S'intitola "il leone"

Quando il moscerino sentì per la prima volta il leone ruggire, si rivolse alla gallina: “Ronza in modo buffo”.

“Lascia perdere il ronzare”, sostenne lei.

“Come?”, domandò il moscerino.

“Schiamazza come un pollo!”, rispose la gallina. “Ma lo fa in modo altrettanto buffo"
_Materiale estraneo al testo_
PR #12424, opened 2021-11-23
fix: Make linking to packages in the file system work

Artur-:
Fixes https://github.com/vaadin/fusion/issues/126


Artur-:
This would also help in creating tests for #12512

joheriks (approved):

joheriks:
This makes sense to have in the LTS but needs a manual cherry-pick since the test module doesn't exist there. Should be fine to merge untested into `2.8` since `NodeUpdater` changes are going to come from `master` so regressions would be caught earlier.

ZheSun88:
CP 2.8 : https://github.com/vaadin/flow/pull/14590

PR #12430, opened 2021-11-23
chore: Make formatter:format work again

Artur-:


pom.xml
```diff
@@ -296,20 +296,11 @@
                 <artifactId>formatter-maven-plugin</artifactId>
                 <version>2.16.0</version>
                 <configuration>
-                    <configFile>eclipse/VaadinJavaConventions.xml
-                    </configFile>
+                    <configFile>https://raw.githubusercontent.com/vaadin/flow/9.0/eclipse/VaadinJavaConventions.xml</configFile>
```
manolo, line 299: I would use `master` instead, to assure that latest conventions are loaded.
Contributor [doc guide](https://vaadin.com/docs/latest/contributing/overview) links to `master` as well.

manolo (changes requested):

pom.xml
Artur-: That's fine, assuming we will never ever move it out from `master`. Otherwise the build for all old Flow versions will fail the day it is removed from `master`

manolo: Makes sense too. My only concern is that devs would update the file in master and they might never cherry pick it to 9.0, probably no one remembers that.

Artur-: Changed to `master`. We can consider moving it later

manolo (approved):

Sardonica sintesi di come ognuno usa il suo setaccio per sgranare il mondo soltanto tramite il filtro individuato dalla propria prospettiva; il tema è, dunque, se, e casomai come, sia possibile assumerlo attraverso le prospettive altrui

martedì 31 maggio 2011

ho l’impressione che lo spirito di orizzontalità che avrebbe dovuto ispirare la crescita dell’associazione con cui collaboro sia più un’enunciazione di principio che una pratica. Nell’ultimo anno m’è parso di vedere che dalla gestione delle relazioni con l'esterno traspaia una certa confusione tra potere e servizio. Per essere chiari: che i rappresentanti formali si riservino aree di relazioni che riguardano l'associazione senza condividerle con tutti i suoi membri attivi trovo che non risponda affatto alla vocazione “cooperative” che mi ha fatto scegliere di partecipare come socio fondatore. Una dimensione “competitive” non mi appartiene.

lunedì 30 maggio 2011

“- A te non ti piace NIENTE di quello che succede. Quando disse così mi fece sentire ancora più depresso. - Ma sì che mi piace! Sì che mi piace! Naturale che mi piace. Non dire così. Perchè diavolo dici così? - Perchè non ti piace. Non ti piace nessuna scuola. Non ti piacciono un milione di cose. NON ti piace. - Invece sì! Qui hai torto, è proprio qui che hai torto! Perchè diavolo devi dire così?- dissi. Ragazzi, quanto mi deprimeva. - Perchè non ti piace, - disse. - Dinne una. [...] - Sai cosa mi piacerebbe fare? - dissi. - Sai cosa mi piacerebbe fare? Se potessi fare quell'accidenti che mi gira, voglio dire. - Cosa? - Sai quella canzone che fa "Se scendi tra i campi di segale, e ti prende al volo qualcuno"? Io vorrei... - Dice "Se scendi tra i campi di segale, e ti viene incontro qualcuno", - disse la vecchia Phoebe. - È una poesia. Di Robert Burns. [...] - Credevo dicesse "E prendi al volo qualcuno", - dissi. - Ad ogni modo, mi immagino sempre tutti questi ragazzini che fanno una partita in quell'immenso campo di segale eccetera eccetera. Migliaia di ragazzini, e intorno non c'è nessun altro, nessun grande, voglio dire, soltanto io. E io sto in piedi sull'orlo di un dirupo pazzesco. E non devo fare altro che prendere al volo tutti quelli che stanno per cadere dal dirupo, voglio dire, se corrono senza guardare dove vanno, io devo saltar fuori da qualche posto e acchiapparli. Non dovrei fare altro tutto il giorno. Sarei soltanto l'acchiappatore nella segale e via dicendo. So che è una pazzia, ma è l'unica cosa che mi piacerebbe veramente fare. Lo so che è una pazzia”. ((Tratto da "Il giovane Holden" ).

sabato 28 maggio 2011

Stallo. Con un po' di arrabbiatura che per ora non passa.
Due colleghi, uno in modo molto meno consapevole dell'altro, hanno agito per la terza volta in modo assai scorretto. Hanno ottenuto un effetto contrario al desiderato, tuttavia l'immagine di un gruppo intero ne ha risentito. Nessuno, a parte me, sa i termini di questa malefatta. Io ora, mio malgrado, so una cosa che loro due non sanno che io so: che me ne faccio in coscienza di questa scienza? come trasformare in maestro il conflitto? c'è la possibilità di convertire questo piombo in oro? Spero in un'illuminazione...perchè il piombo,ora come ora,lo userei per piombare la situazione intera in una cassa,seppellirla e non pensarci più.

lunedì 2 maggio 2011

E ora me ne torno a Tavertet a respirare lo spirito di Panikkar :ho bisogno che il suo silenzio si incontri col mio perché affiorino nuove parole nella mia ricerca.